Countries with more developed fintech ecosystems show greater resilience to disruptions from the COVID-19 pandemic, with rising economic growth and employment assessing the impact of fintech on economic resilience in a new study that surveyed 86 economies around the world.
in collaboration with ant group, Sustainable Finance Innovation Center at (CSFI) Nanyo Business School, Nanyang Technology university, Singapore (NTU Singapore) conducted this study. Economic Resilience During the Covid-19 Pandemic Role and Implications of Fintech.
Using GDP growth and unemployment rates as measures of economic resilience, the study found that countries and regions with higher fintech development had faster GDP growth recovery and job recovery during the pandemic. It turns out I was strong.
The findings suggest that fintech can be used as a tool to positively impact economic resilience, cushion shocks and accelerate recovery during crises. Research shows that fintech makes it easier and more convenient to provide and consume financial services through platforms such as mobile phone applications and other digital media. This is essential in mitigating disruptions caused by lockdowns and other virus control measures that restrict physical movement.
Fintech and economic resilience
The study weighed fintech development against a total of 17 factors covering economic, social, political and healthcare indicators of the country. For example, trade level, population size, educational development, etc.
The results show that fintech has a strong positive impact on GDP growth in all countries surveyed. Similarly, the more developed a country’s fintech ecosystem, the lower its unemployment rate. Other factors influencing positive employment rates include pre-pandemic GDP per capita, strictness of social distancing policies, and population size.
An example of an Asian country that has achieved strong GDP growth resilience is Singapore. As one of the countries with the most developed fintech ecosystem in Southeast Asia, Singapore’s funding situation is less volatile compared to other countries in the region that have suffered significantly from a decline in fintech funding due to the pandemic. For Singapore, fintech investment rebounded rapidly by his second quarter of 2020, despite an initial dip in funding.

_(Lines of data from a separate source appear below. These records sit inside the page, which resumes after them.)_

PR #3330, opened 2020-04-15
Added executionContext as implicit parameter to BlazeBuilder.apply

albertoadami:
Right now the BlazeBuilder.apply is using global as ExecutionContext by default.
In my opinion, is better to pass executionContext as an implicit parameter.
Please note that the official documentation is not totally clear about that, and from my point of view running an http4s server with global as the execution context in production is not correct.

### DIFF
--- a/blaze-server/src/test/scala/org/http4s/server/blaze/BlazeServerMtlsSpec.scala
+++ b/blaze-server/src/test/scala/org/http4s/server/blaze/BlazeServerMtlsSpec.scala
@@ -12,6 +12,7 @@ import org.http4s.{Http4sSpec, HttpApp}
 import scala.concurrent.duration._
 import scala.io.Source
 import scala.util.Try
+import scala.concurrent.ExecutionContext.Implicits.global
 
 /**
   * Test cases for mTLS support in blaze server
@@ -27,9 +28,8 @@ class BlazeServerMtlsSpec extends Http4sSpec {
   }
 
   def builder: BlazeServerBuilder[IO] =
-    BlazeServerBuilder[IO]
+    BlazeServerBuilder[IO](global)
       .withResponseHeaderTimeout(1.second)
-      .withExecutionContext(testExecutionContext)
 
   val service: HttpApp[IO] = HttpApp {
     case req @ GET -> Root / "dummy" =>
--- a/blaze-server/src/test/scala/org/http4s/server/blaze/BlazeServerMtlsSpec.scala
+++ b/blaze-server/src/test/scala/org/http4s/server/blaze/BlazeServerMtlsSpec.scala
@@ -12,7 +12,7 @@ import org.http4s.{Http4sSpec, HttpApp}
 import scala.concurrent.duration._
 import scala.io.Source
 import scala.util.Try
-import scala.concurrent.ExecutionContext.Implicits.global
+import scala.concurrent.ExecutionContext.global
 
 /**
   * Test cases for mTLS support in blaze server
--- a/blaze-server/src/main/scala/org/http4s/server/blaze/BlazeBuilder.scala
+++ b/blaze-server/src/main/scala/org/http4s/server/blaze/BlazeBuilder.scala
@@ -165,7 +165,7 @@ class BlazeBuilder[F[_]](
   def resource: Resource[F, Server] = {
     val httpApp = Router(serviceMounts.map(mount => mount.prefix -> mount.service): _*).orNotFound
     var b = BlazeServerBuilder
-      .apply(F, timer, executionContext)
+      .apply[F]
       .bindSocketAddress(socketAddress)
       .withIdleTimeout(idleTimeout)
       .withNio2(isNio2)
@@ -223,13 +223,10 @@ class BlazeBuilder[F[_]](
 
 @deprecated("Use BlazeServerBuilder instead", "0.20.0-RC1")
 object BlazeBuilder {
-  def apply[F[_]](
-      implicit F: ConcurrentEffect[F],
-      timer: Timer[F],
-      executionContext: ExecutionContext): BlazeBuilder[F] =
+  def apply[F[_]](implicit F: ConcurrentEffect[F], timer: Timer[F]): BlazeBuilder[F] =
     new BlazeBuilder(
       socketAddress = ServerBuilder.DefaultSocketAddress,
-      executionContext = executionContext,
+      executionContext = ExecutionContext.global,
       idleTimeout = IdleTimeoutSupport.DefaultIdleTimeout,
       isNio2 = false,
       connectorPoolSize = channel.DefaultPoolSize,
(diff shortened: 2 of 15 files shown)


hamnis:
Being explicit with `ExecutionContext`'s is a Good Thing (tm) IMHO

albertoadami:
@hamnis from my point of view is more correct to use something like the [BlazeClientBuilder.apply](https://github.com/http4s/http4s/blob/master/blaze-client/src/main/scala/org/http4s/client/blaze/BlazeClientBuilder.scala#L279).

Do you not agree?
Or at least the ExecutionContext should be more documented on the official documentation, from my point of view isn't totally clear that the default execution context is the global right now. 

Like a http4s user, I'd prefer to construct the server with

`BlazeServerBuilder[IO](executionContext)

than with:

```
        BlazeServerBuilder[IO]
          .withExecutionContext(executionContext)
```

rossabaker:
I think Scala style has generally evolved toward using implicits for instances and syntax, and away from using it for dependencies.  Certainly so in our FP corner of the universe.  But `ExecutionContext` has a long tradition of being passed implicitly.  So I think the tension here is about sticking to idiomatic usage of this specific type vs. correcting a historical mistake.

I wouldn't ever want to explicity call it `BlazeServerBuilder[IO](executionContext)`, where it will be tied in with instance parameters.  I think it's more of a question as to whether the default should be `global` vs. whatever implicit is in scope at the point of construction.

SystemFw:
> In my opinion, is better to pass executionContext as an implicit parameter.

I think this should be put in context. In a pure FP application, there will generally be no implicit ECs flying around, since everything is written in `IO` which manages pools differently than `Future` (for which expecting an implicit `Ec` would feel way more idiomatic than the default). 
So, often,

> whatever implicit is in scope at the point of construction.

amounts to none. In an ideal world we should be able to take an `Ec` out of `ContextShift` so that users don't have to worry about this implementation detail of `Blaze`, but since that is not possible, what do we gain by _not_ defaulting to `global`?

rossabaker:
That's a good point.  We'd break a lot of `IOApp`s unless we made it an implicit with a default argument, which neither FP idiom nor standard library idiom endorse.  The main beneficiaries of this change would be apps that create a non-default, implicit `ExecutionContext` and have incorrectly assumed it's implicitly threaded to blaze.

The fact that Singapore has suffered less than other countries is a testament to the unparalleled confidence investors and entrepreneurs have in the country as the region’s fintech hub. This confidence stems from active regulatory support, tax treaties, political stability, adherence to a free market economy, and the availability of talent, the study said.
mobile payment
The study also found that different aspects of fintech have different impacts on economic resilience.
Mobile payments, which consist of common payment tools such as digital wallets, have had a positive impact on both GDP growth and employment. Digital investment contributed to GDP growth and digital banking accelerated employment growth.
An analysis of global Google search data from 2017 to 2022 shows that searches for fintech-related terms surged after the covid-19 outbreak, and the trend has continued since. These terms include “mobile wallets,” “digital banking,” and “online investments.” The findings reflect sustained high interest in fintech services since the pandemic began. In particular, mobile payments are a major factor of interest.
Southeast Asia experienced a 50% increase in demand for fintech services from 2019 to 2020, coinciding with the outbreak of the pandemic. Of this demand, interest in mobile payments recorded his 80% rise. This is in line with the global trend we are seeing in the fintech services sector.
Despite lockdown protocols, people were still able to access daily necessities through online channels. So it’s no surprise that more people turned to mobile payments and fintech services to restore some degree of normality during the pandemic. As a result, covid-19 has fundamentally reshaped consumption habits and accelerated the development of the digital economy, the study says.